= Charles d'Espinay =

French cleric, bishop and poet

Charles d'Espinay (c. 1531, château d'Espinay - September 1591, Epiniac) was a French cleric, bishop and poet. He is most notable for his sonnets, particularly his erotic "Sonnets amoureux" published in 1559-1560 - he was a contemporary and disciple of Pierre de Ronsard.

==Family==
He was the younger son of Guy III d'Espinay († 1551) and his wife Louise de Goulaine. His elder brother Jean II († 1591) became a marquis in 1575 and continued the family line. They also had other siblings - Philippine, who became abbess of abbaye Saint-Georges de Rennes (1572-1583), and Louis d'Espinay († 1600), commendatory to abbaye Notre-Dame du Tronchet (1558-1567) before marrying and becoming lord of Yvigniac. Louis' son Jean d’Espinay became abbot commendatory to the abbaye de Saint-Méen (1592-1604).

== Life==
He initially became a prior of Saint-Exupère in Gahard and of Saint-Jacques de Bécherel and abbot commendatory to the abbaye Saint-Gildas-des-Bois. He took the oath of allegiance for his three ecclesiastical benefices in November 1558, aged 27. He was next made commendatory of abbaye Notre-Dame du Tronchet. On 29 May 1560 he was made bishop of Dol and as such he took part in the Council of Trent in December 1562, at which he was entrusted with several negotiations. He took the oath of allegiance to his bishop and was consecrated on 16 September 1565, entering the canonical chapter in February 1566. In 1586 he was granted the commendatory of abbaye Notre-Dame du Tronchet.

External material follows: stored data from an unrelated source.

Issue #894, opened 2015-10-05
[AS2Context][Context][CheckModel] Package 'xxx' did not match file path doesn't work for root (empty) package


gene-pavlovsky:
I really like the automatic package name fixing feature, but it doesn't work for "package {" classes.
If I have a class in the root of my source path (e.g. I made something quick-and-dirty, then decided it's good enough to actually reuse), so I decide to move it to package "com.blah.blah.blah", when I open the file, the automatic package name fixer doesn't work. If I change the first line from "package {" to "package whatever {", and save, then the name gets fixed to the correct one.

PR #927, opened 2015-10-18
Better package and class name check

Neverbirth:
Modified the package and class name validation to be more aggressive. Fixes issue #894 and some others I've found while testing.

I've also seen that the code tries to display the messagebar with two lines of text, but only one is displayed, but haven't looked into this.


Neverbirth:
I'm sure AS2 package replacement is broken, I'll check it today.

elsassph:
What's the state of this PR?

Neverbirth:
After working on this I think I have discovered a bug in another part of FD, but still didn't check it nor the AS2 case.

Meychi:
?

Neverbirth:
I haven't looked into this yet, I've been busy with more important tasks, then I plan to come back to this, as I think it's also important.

Issue #943, opened 2015-10-24
Debugger shows 1D Vector as 2D Vector


hgupta9:
The debugger value tree shows a simple `Vector.<Object>` as a `Vector.<Vector.<Object>`, yes, with the closing `>` missing. Here is a screenshot:

![fd5_vector_bug](https://cloud.githubusercontent.com/assets/6797866/10710966/7dbc8dec-7a8a-11e5-846e-48ae9fd72208.png)

I may be responsible for this behavior since I updated the debugger rendering recently. I just don't have time right now to fix it, but if no one does soon, I will. I think the code responsible for this is [ValueNode.cs#L65][1] and/or.[ValueNode.cs#L42][2].
  [1]:https://github.com/fdorg/flashdevelop/blob/development/External/Plugins/FlashDebugger/Controls/DataTree/ValueNode.cs#L65 
[2]:https://github.com/fdorg/flashdevelop/blob/development/External/Plugins/FlashDebugger/Controls/DataTree/ValueNode.cs#L42

Neverbirth:
The fix for this was merged in the official branch yesterday.

hgupta9:
Thank you! That's cool.

Issue #806, opened 2015-07-29
Expressions in Watch Panel disappear after stopping debugging


dleanjeans:
It's really annoying when you add a lot of expressions into the Watch Panel and they disappear after stopping debugging. If I recall correctly, Visual Studio keeps them after that.

ortizgames:
I second this; this feature would be really useful for the heavy development I've been doing lately.

Neverbirth:
I´ll look into this today.

Neverbirth:
Just FYI, this was done yesterday, but before committing I want to also persist the expressions between application sessions like in other IDEs.

ortizgames:
Neverbirth, you are awesome! :)

Andres Ortiz
Game Designer & Programmer
http://www.ortizgames.com

Neverbirth:
In case you are not aware, this was merged yesterday, so you can download a development build for the feature.

ortizgames:
Neverbirth,




I had been watching your pull request, but I hadn't checked in a couple of days - thank you!! I'll be back at my desk on Sunday and trying this out immediately.



—
Andres

ortizgames:
Watch entries persist and it's a miracle!! :)

Issue is finally resolved; thank you, Neverbirth! The day when this hits the release channel can't come soon enough!



—
Andres

PR #944, opened 2015-10-25
Store watch expressions between sessions

Neverbirth:
FD now stores the watch expressions for each Project like other IDEs. This change also means that the watch panel behaviour is now a bit different, previously, the watch panel was disabled unless inside a debugging sesión, now it's all the time enabled in order to allow the user to manage the expressions.

This fixes issue #806 and also fixes some problems with the watch panel while a debugging session was live.

Also, used this PR to fix issue #943.


Neverbirth:
Changed the behaviour while running: the watch panel isn't disabled to avoid theming issues, but we do not try to resolve any data in order to avoid problems.

Some IDEs like IntelliJ are like this.

External/Plugins/FlashDebugger/Controls/DataTree/ValueNode.cs
```diff
@@ -274,6 +249,51 @@ public ValueNode(string text, Value value)
...
+            text = text.Replace("\n", "\\n");
+            text = text.Replace("\r", "\\r");
+            text = text.Replace("\t", "\\t");
+            text = text.Replace("\v", "\\v");
+            if (text.Length > 65533)
+                text = text.Substring(0, 65533 - 5) + "[...]";
+            return text;
+        }
+
+        private string CleanTypeClassPaths(string qualifiedName)
```
elsassph: This is such a good candidate for unit tests - we really have to add something.

External/Plugins/FlashDebugger/Controls/DataTree/ValueNode.cs
```diff
@@ -34,20 +35,18 @@ public override string Value
                 string temp = null;
                 if (type == VariableType_.MOVIECLIP || type == VariableType_.OBJECT)
                 {
-                    string typeStr = "";
+                    string typeStr = m_Value.getTypeName().ToString();
+                    // rename vector
+                    typeStr = typeStr.Replace("__AS3__.vec.Vector.<", "Vector.<");
```
elsassph: The type doesn't include `::` anymore for AS3 Vector?

External/Plugins/FlashDebugger/Controls/DataTree/ValueNode.cs
Neverbirth: Well, that code has been there "forever". I only moved it to another place since I didn't like it to be in the middle of properties.

External/Plugins/FlashDebugger/Controls/DataTree/ValueNode.cs
Neverbirth: You are completely right, copy & paste error. Well, if you decide everything else is right maybe you can merge it and then change the value to "__AS3__.vec::Vector.<". I cannot atm.

Neverbirth:
OK, fixed the Vector replacing. It should be ready.

External/Plugins/FlashDebugger/Controls/WatchUI.cs
```diff
@@ -35,43 +41,55 @@ private void TreeControlResize(Object sender, EventArgs e)
...
+        }
+
+        private void WatchManager_ExpressionRemoved(Object sender, WatchExpressionArgs e)
+        {
+            UpdateElements();
+        }
+
+        private void WatchManager_ExpressionReplaced(Object sender, WatchExpressionReplaceArgs e)
+        {
+            treeControl.Nodes[e.Position] = GetExpressionNode(e.NewExpression);
```
elsassph: Verify that position is valid.

External/Plugins/FlashDebugger/Debugger/WatchManager.cs
```diff
@@ -0,0 +1,206 @@
...
+using PluginCore;
+using PluginCore.Helpers;
+using PluginCore.Utilities;
+
+namespace FlashDebugger.Debugger
+{
+    public class WatchManager
+    {
+        private IProject m_Project;
+        private string m_SaveFileFullPath;
```
elsassph: Is `m_` the coding convention for this plugin? That's certainly not what we usually follow.

Neverbirth: Yes, most of the plugin is using it.

External/Plugins/FlashDebugger/Controls/DataTree/ValueNode.cs
elsassph: It seems that this function `CleanTypeClassPaths` is completely new.

After looking hard at the code I'm starting to understand what it's doing (am-I correct that it supports Haxe's fancy generics and function types?) but it really should have some comments (if not unit tests) showing the kind of cleanup it does because it's far from obvious.

External/Plugins/FlashDebugger/Controls/WatchUI.cs
Neverbirth: Well, the logic is centralized in the WatchManager instance, and I'd say it's not possible to break this part of the code unless some plugin developer makes some nasty stuff like accessing the private tree control through reflection, which AFAIK would not make sense having both the WatchUI and WatchManager instances accessible.

But I'd add some check.

External/Plugins/FlashDebugger/Controls/DataTree/ValueNode.cs
Neverbirth: You are correct in your assumption. I'll add some comments.

And a lot of us will wait for the fully documented ASFileParser, ASComplete, etc ;P.

External/Plugins/FlashDebugger/Controls/WatchUI.cs
elsassph: Fair enough.

External/Plugins/FlashDebugger/Controls/DataTree/ValueNode.cs
elsassph: Ahem :) Next time I rewrite the parser or completion I'll add comments :P

Neverbirth: Nice, will it be ready today? :P

External/Plugins/FlashDebugger/Controls/WatchUI.cs
Neverbirth: Added some comments.

External/Plugins/FlashDebugger/Debugger/WatchManager.cs
Neverbirth: I'll try not to forget for the new debugger version

Neverbirth:
Thank you!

During the Catholic League, he was a faithful supporter of Philippe Emmanuel, Duke of Mercœur and attended an assembly in 1589 with Aymar Hennequin bishop of Rennes, at which he entitled him "protector of the Catholic religion in Brittany". After his brother Antoine's death fighting for the League on 7 January 1591, Charles himself took over the defence of Dol. Charles wrote his will on 10 August 1591 and died the following 12 September. He was buried in Dol Cathedral on 22 September.